[Items listed in a dataset]
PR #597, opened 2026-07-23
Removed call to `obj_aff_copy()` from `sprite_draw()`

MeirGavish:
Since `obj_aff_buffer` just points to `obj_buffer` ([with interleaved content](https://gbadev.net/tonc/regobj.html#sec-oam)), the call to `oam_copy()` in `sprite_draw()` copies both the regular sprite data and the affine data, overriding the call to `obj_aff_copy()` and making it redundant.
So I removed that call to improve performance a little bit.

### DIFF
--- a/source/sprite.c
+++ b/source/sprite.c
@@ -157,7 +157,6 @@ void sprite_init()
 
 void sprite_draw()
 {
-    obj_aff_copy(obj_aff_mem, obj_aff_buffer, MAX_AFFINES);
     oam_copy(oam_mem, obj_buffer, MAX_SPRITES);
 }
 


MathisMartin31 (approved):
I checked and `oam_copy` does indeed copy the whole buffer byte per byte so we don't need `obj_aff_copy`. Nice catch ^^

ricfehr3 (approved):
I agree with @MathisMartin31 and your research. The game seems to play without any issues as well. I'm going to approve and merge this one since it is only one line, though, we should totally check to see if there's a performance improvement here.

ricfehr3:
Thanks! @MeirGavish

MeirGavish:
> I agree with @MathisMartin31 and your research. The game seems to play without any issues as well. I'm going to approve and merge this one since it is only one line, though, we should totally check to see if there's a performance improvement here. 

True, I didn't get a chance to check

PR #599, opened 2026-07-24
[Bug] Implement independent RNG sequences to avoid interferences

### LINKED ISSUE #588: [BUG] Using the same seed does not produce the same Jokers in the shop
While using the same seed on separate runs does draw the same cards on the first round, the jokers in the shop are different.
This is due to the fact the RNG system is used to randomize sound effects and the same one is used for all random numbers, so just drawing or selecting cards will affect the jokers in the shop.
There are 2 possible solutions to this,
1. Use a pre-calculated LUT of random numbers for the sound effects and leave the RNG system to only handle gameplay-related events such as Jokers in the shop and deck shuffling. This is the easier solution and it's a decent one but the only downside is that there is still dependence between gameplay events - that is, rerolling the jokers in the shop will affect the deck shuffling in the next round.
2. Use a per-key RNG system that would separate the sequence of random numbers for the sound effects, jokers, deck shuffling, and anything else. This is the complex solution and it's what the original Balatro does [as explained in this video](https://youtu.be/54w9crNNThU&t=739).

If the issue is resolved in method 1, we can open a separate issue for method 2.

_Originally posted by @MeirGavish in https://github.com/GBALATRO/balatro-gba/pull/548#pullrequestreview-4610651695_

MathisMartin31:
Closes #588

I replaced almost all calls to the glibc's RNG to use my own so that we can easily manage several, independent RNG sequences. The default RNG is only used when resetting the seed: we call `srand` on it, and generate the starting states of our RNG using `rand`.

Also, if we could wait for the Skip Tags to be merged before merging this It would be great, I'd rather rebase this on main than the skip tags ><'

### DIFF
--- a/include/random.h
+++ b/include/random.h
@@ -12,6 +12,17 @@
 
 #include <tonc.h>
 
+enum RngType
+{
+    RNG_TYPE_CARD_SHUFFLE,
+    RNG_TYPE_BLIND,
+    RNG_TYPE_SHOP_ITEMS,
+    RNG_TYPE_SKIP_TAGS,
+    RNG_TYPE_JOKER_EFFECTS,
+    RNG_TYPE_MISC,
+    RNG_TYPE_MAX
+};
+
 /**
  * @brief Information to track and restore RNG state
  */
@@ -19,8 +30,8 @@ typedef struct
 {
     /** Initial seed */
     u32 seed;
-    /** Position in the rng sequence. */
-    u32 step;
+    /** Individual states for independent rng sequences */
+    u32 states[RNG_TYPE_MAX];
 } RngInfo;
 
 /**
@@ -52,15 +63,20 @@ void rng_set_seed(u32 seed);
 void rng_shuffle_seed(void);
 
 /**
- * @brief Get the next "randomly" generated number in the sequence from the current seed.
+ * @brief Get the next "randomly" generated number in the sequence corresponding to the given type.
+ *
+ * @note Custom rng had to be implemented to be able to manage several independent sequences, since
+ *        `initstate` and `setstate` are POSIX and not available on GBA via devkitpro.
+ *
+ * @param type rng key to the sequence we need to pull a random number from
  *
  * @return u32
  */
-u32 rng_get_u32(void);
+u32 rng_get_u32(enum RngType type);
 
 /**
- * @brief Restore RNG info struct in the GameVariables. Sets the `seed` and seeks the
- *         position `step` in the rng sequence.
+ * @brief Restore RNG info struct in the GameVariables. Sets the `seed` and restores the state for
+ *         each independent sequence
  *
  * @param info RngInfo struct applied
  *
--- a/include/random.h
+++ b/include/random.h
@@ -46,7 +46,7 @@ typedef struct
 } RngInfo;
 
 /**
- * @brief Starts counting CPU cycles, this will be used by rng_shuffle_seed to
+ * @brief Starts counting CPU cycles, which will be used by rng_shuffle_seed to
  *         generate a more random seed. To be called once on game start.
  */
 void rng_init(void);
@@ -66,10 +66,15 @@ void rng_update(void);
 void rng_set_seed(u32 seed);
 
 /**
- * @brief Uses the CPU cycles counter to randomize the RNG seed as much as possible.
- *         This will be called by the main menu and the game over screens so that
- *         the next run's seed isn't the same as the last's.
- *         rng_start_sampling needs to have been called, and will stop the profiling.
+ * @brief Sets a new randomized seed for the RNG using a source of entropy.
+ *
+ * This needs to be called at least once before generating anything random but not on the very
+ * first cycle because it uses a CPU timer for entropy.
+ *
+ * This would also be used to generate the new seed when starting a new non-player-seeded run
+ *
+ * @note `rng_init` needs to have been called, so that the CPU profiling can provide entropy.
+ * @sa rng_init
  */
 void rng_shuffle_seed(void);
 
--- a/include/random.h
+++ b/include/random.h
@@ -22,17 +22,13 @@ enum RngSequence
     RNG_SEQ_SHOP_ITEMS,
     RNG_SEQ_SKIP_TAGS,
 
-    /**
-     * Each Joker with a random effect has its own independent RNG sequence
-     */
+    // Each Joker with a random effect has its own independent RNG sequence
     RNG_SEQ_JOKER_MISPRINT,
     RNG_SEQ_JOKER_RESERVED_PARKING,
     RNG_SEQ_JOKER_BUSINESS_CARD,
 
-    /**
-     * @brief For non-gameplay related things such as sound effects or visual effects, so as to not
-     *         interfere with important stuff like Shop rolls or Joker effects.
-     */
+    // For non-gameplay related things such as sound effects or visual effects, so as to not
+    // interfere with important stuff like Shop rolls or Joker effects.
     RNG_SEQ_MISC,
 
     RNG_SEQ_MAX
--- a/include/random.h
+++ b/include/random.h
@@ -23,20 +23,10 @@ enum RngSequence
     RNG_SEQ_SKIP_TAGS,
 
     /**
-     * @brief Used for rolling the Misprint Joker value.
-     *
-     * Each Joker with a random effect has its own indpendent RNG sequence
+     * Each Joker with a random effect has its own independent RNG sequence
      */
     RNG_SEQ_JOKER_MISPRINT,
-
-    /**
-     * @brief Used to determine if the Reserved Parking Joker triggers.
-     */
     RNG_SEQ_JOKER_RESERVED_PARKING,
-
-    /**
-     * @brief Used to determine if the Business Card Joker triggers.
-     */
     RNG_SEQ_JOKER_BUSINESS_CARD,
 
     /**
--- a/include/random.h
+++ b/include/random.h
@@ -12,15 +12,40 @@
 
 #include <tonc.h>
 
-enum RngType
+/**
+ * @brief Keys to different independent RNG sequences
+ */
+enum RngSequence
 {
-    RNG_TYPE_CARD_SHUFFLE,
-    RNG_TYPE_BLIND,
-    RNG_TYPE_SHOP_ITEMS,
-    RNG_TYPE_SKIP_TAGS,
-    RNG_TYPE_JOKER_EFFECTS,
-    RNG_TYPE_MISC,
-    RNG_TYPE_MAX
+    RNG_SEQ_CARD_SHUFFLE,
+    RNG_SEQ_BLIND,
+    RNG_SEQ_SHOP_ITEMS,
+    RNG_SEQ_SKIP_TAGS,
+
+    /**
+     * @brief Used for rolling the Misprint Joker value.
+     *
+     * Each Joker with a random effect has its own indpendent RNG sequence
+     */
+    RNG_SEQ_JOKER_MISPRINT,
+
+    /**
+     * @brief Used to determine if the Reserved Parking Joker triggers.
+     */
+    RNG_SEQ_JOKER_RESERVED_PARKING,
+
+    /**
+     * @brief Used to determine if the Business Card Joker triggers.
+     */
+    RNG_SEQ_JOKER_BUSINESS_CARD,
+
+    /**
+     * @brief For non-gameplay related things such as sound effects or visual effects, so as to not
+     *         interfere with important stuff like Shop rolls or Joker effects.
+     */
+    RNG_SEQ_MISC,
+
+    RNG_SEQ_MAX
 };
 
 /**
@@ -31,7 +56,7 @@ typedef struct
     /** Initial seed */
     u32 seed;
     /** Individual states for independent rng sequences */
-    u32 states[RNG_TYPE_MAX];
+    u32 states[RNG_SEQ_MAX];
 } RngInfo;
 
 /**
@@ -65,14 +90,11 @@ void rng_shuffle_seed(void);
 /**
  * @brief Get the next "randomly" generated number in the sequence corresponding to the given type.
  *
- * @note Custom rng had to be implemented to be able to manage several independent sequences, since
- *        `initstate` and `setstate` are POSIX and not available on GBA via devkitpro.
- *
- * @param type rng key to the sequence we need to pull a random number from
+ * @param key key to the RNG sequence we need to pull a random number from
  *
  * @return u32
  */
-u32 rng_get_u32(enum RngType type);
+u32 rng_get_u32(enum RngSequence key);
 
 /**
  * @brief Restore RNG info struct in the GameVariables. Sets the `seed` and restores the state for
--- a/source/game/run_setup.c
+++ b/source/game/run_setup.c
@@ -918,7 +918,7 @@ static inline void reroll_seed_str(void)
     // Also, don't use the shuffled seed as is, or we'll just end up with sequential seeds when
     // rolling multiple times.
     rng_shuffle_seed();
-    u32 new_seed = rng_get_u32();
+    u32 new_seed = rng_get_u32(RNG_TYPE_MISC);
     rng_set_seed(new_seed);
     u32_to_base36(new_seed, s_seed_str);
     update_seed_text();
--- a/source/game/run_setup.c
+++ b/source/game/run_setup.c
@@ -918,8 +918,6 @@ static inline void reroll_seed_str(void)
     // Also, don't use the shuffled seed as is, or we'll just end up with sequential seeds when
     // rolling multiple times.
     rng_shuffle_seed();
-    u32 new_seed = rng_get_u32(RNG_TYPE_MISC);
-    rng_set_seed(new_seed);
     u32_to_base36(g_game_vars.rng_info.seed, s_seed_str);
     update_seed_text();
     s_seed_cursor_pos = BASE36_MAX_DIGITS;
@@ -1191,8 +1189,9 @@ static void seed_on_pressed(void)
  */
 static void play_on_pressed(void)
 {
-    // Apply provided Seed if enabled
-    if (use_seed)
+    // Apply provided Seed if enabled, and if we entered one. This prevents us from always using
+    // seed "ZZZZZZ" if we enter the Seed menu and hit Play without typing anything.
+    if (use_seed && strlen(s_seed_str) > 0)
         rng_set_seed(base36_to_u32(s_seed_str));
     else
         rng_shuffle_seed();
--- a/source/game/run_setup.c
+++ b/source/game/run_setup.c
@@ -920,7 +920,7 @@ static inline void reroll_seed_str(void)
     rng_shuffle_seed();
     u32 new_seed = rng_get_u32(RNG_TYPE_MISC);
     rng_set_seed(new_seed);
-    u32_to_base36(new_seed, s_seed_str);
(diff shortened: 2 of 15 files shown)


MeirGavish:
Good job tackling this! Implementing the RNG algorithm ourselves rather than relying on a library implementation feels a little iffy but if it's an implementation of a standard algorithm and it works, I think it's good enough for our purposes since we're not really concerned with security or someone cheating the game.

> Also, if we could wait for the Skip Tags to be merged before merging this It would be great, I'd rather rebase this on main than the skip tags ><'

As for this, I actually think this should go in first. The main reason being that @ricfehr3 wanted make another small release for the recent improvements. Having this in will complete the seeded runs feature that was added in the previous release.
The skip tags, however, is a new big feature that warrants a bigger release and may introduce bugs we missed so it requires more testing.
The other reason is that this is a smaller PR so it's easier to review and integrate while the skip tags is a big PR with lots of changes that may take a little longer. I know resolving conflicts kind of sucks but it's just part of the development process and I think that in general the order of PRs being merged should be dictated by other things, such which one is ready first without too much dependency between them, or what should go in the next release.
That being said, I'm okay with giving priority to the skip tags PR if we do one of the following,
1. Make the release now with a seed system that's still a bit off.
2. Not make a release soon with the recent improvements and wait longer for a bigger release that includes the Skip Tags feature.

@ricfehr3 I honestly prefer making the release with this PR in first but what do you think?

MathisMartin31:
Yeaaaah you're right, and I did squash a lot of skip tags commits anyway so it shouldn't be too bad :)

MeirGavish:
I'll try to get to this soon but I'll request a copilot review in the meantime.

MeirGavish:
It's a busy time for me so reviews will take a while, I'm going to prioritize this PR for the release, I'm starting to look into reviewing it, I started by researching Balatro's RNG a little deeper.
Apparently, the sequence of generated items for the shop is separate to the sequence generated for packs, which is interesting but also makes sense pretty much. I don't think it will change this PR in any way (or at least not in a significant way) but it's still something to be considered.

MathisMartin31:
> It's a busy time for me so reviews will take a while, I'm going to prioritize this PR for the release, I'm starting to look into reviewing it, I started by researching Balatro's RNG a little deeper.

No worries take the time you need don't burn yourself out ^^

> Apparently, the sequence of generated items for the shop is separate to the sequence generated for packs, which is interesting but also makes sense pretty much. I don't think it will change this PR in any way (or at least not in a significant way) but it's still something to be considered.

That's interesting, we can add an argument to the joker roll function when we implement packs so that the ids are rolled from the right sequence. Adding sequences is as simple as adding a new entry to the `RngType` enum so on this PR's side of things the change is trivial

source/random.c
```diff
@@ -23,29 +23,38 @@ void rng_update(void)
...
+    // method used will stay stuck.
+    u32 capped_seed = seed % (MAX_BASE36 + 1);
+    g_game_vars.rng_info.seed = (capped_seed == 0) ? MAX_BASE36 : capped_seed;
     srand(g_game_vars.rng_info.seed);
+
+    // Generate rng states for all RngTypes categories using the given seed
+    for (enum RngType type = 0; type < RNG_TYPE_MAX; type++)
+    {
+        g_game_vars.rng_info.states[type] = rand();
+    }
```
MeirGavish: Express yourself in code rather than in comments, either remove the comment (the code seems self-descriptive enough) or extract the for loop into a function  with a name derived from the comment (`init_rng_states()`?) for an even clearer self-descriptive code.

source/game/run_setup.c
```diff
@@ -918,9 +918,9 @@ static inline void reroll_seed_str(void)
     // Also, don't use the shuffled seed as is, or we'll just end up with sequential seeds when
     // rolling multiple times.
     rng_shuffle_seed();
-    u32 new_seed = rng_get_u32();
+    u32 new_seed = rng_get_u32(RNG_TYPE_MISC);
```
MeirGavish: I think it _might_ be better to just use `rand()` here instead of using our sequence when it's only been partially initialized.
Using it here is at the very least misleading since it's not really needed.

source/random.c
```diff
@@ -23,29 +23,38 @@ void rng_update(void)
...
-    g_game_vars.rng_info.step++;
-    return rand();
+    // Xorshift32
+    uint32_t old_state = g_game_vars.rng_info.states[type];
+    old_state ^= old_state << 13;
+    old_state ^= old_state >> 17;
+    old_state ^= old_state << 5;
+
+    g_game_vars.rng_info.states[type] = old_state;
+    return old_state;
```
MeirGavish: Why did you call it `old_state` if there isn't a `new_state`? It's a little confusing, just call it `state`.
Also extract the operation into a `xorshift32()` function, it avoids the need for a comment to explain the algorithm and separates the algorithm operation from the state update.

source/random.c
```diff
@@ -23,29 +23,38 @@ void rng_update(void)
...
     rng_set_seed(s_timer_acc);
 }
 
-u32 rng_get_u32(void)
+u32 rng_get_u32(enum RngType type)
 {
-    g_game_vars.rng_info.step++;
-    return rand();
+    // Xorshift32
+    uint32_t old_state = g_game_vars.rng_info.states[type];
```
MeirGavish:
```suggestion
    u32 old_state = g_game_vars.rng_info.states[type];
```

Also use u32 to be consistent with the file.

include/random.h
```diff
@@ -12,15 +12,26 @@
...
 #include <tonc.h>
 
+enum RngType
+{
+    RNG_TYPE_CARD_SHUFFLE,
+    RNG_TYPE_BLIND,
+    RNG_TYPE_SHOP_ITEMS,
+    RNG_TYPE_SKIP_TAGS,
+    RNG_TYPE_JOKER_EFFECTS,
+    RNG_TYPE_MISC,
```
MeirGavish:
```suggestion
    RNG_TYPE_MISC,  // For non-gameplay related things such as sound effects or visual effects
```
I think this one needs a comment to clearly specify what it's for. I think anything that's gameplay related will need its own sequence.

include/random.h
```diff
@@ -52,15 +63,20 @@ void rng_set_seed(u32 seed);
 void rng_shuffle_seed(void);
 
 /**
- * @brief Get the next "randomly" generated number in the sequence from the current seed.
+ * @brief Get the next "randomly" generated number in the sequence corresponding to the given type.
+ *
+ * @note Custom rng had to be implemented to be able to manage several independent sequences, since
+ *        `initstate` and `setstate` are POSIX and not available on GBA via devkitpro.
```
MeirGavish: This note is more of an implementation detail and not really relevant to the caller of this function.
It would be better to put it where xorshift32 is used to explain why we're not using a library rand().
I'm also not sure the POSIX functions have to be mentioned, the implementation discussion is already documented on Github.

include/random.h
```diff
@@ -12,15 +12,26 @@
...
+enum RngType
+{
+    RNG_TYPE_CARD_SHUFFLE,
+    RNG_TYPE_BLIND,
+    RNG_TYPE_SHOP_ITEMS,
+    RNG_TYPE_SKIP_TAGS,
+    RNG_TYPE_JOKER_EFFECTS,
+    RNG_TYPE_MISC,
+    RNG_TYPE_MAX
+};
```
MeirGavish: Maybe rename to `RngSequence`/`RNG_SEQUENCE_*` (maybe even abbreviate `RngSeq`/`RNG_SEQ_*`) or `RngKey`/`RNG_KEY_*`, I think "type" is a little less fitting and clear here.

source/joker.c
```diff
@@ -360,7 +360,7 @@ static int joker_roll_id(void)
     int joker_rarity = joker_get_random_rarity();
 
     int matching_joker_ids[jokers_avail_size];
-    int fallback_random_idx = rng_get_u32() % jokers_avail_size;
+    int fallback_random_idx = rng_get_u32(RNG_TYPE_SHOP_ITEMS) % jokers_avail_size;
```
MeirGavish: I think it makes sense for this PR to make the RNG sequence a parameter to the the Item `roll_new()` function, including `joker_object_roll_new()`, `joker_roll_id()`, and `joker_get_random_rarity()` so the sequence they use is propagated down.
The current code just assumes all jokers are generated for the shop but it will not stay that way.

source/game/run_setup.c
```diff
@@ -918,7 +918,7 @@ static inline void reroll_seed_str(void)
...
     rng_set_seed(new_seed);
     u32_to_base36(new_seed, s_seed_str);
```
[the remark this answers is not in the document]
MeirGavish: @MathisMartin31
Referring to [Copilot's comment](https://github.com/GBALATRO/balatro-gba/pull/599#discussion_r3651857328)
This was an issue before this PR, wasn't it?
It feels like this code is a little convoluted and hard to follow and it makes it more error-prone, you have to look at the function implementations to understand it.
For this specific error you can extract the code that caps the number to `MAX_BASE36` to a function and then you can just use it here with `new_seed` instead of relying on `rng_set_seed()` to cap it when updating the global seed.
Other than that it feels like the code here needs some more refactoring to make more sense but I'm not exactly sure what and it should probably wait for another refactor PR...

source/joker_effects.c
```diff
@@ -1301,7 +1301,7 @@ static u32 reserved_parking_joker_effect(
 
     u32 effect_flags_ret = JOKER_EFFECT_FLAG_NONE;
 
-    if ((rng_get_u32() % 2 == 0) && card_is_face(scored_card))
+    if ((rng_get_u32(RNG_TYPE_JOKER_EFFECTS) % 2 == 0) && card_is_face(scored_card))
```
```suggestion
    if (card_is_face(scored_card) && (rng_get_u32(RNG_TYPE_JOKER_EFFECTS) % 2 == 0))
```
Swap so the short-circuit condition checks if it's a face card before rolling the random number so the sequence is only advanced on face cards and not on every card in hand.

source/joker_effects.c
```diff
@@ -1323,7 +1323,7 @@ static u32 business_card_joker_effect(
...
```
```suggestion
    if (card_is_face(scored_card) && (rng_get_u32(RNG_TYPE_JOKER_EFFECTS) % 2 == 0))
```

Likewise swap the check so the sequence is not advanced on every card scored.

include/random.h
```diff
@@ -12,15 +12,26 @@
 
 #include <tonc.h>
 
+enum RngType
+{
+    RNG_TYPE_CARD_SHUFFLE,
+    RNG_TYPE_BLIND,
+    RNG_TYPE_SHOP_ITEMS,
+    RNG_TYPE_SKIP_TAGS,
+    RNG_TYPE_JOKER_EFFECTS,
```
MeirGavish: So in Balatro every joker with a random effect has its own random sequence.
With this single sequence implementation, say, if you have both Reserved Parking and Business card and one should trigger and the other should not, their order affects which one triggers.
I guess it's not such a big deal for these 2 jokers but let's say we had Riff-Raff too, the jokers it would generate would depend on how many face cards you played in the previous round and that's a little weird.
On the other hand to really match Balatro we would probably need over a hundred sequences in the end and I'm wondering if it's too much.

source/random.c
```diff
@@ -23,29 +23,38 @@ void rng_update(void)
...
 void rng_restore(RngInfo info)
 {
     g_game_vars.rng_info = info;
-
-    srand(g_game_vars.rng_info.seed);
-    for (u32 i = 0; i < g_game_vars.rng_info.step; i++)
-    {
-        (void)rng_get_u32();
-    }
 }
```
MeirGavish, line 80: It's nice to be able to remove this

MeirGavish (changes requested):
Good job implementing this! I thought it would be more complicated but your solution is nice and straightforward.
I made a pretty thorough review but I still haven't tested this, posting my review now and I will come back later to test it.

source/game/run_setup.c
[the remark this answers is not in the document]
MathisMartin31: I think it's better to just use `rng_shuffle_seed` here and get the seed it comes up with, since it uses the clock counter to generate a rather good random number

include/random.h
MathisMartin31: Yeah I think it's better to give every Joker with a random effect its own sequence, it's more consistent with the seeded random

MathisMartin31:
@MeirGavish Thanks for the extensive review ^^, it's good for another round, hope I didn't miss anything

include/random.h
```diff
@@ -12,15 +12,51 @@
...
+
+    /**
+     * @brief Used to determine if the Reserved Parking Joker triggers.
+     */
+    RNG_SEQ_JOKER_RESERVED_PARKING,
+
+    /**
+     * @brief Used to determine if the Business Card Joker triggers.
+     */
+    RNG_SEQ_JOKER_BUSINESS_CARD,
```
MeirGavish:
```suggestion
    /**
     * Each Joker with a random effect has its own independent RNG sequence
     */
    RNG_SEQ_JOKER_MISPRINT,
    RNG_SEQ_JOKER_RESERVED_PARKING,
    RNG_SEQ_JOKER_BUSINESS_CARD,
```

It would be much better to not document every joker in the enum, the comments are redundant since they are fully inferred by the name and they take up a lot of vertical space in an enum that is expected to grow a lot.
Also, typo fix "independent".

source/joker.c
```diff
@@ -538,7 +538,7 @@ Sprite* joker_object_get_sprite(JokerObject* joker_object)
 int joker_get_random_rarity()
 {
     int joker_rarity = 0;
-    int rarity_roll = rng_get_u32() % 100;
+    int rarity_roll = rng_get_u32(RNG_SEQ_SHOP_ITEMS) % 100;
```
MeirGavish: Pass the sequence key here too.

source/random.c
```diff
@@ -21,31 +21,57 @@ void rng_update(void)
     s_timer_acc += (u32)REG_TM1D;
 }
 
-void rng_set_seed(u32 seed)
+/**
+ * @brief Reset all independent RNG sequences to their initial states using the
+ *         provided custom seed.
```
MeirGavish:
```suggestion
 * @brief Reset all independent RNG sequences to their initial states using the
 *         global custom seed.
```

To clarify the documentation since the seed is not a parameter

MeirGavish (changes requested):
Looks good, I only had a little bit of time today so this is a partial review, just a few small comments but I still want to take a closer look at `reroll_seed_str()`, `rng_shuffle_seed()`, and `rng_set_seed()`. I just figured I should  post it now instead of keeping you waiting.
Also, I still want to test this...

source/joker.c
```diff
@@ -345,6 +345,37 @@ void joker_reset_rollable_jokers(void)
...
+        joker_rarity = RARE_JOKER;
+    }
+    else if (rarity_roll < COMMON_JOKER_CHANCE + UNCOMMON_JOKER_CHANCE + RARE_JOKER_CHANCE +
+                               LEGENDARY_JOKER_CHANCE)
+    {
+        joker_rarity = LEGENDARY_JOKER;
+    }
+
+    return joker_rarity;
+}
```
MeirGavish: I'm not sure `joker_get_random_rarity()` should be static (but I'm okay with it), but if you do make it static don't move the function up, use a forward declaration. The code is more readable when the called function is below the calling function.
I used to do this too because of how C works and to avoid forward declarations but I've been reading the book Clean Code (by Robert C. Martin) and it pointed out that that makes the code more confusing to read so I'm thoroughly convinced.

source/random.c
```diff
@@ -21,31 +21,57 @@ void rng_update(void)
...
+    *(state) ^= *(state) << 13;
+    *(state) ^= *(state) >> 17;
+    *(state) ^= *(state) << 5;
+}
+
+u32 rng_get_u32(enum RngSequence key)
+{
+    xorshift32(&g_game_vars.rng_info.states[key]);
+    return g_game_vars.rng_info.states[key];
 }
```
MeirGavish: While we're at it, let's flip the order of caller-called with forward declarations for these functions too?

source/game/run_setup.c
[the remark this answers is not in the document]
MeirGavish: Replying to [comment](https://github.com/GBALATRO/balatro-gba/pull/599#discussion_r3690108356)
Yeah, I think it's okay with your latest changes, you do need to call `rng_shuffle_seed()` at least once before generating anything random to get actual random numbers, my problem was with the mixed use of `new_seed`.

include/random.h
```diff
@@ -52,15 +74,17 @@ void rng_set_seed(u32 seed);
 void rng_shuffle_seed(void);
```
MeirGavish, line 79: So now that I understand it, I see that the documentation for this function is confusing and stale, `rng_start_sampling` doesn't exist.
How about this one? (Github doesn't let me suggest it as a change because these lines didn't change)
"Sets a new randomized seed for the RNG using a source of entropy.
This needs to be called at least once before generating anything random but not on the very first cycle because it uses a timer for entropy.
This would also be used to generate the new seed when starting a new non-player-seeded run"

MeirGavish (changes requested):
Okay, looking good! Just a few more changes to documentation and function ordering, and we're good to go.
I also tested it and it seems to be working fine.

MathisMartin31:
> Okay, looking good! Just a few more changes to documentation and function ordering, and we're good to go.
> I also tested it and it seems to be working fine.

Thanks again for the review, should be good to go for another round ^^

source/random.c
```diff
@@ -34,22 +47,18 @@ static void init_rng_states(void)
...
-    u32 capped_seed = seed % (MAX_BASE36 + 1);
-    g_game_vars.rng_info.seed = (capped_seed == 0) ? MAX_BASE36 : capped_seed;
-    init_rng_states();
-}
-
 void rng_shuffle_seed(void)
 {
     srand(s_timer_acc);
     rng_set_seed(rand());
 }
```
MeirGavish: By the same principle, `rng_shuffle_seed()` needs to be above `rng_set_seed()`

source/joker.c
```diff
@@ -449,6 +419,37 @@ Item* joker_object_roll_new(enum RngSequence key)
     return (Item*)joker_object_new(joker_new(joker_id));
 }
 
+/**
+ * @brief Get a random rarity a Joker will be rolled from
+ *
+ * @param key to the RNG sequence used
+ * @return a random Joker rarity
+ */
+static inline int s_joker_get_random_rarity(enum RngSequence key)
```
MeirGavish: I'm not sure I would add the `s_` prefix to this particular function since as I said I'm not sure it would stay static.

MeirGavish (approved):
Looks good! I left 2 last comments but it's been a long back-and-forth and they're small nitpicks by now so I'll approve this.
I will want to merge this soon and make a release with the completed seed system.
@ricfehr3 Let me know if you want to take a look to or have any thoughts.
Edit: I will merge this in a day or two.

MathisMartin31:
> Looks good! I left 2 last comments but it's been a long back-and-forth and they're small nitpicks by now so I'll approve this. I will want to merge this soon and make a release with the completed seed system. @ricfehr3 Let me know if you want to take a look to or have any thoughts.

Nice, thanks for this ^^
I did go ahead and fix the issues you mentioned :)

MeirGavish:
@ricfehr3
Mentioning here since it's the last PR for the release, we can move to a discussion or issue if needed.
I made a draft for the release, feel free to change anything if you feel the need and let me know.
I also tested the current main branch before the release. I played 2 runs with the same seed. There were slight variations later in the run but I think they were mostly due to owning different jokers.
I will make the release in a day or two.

BRIEF: Look through the records above and report how many lines hold the word "makes", giving only the number.

SOLUTION FOR THIS TASK: 5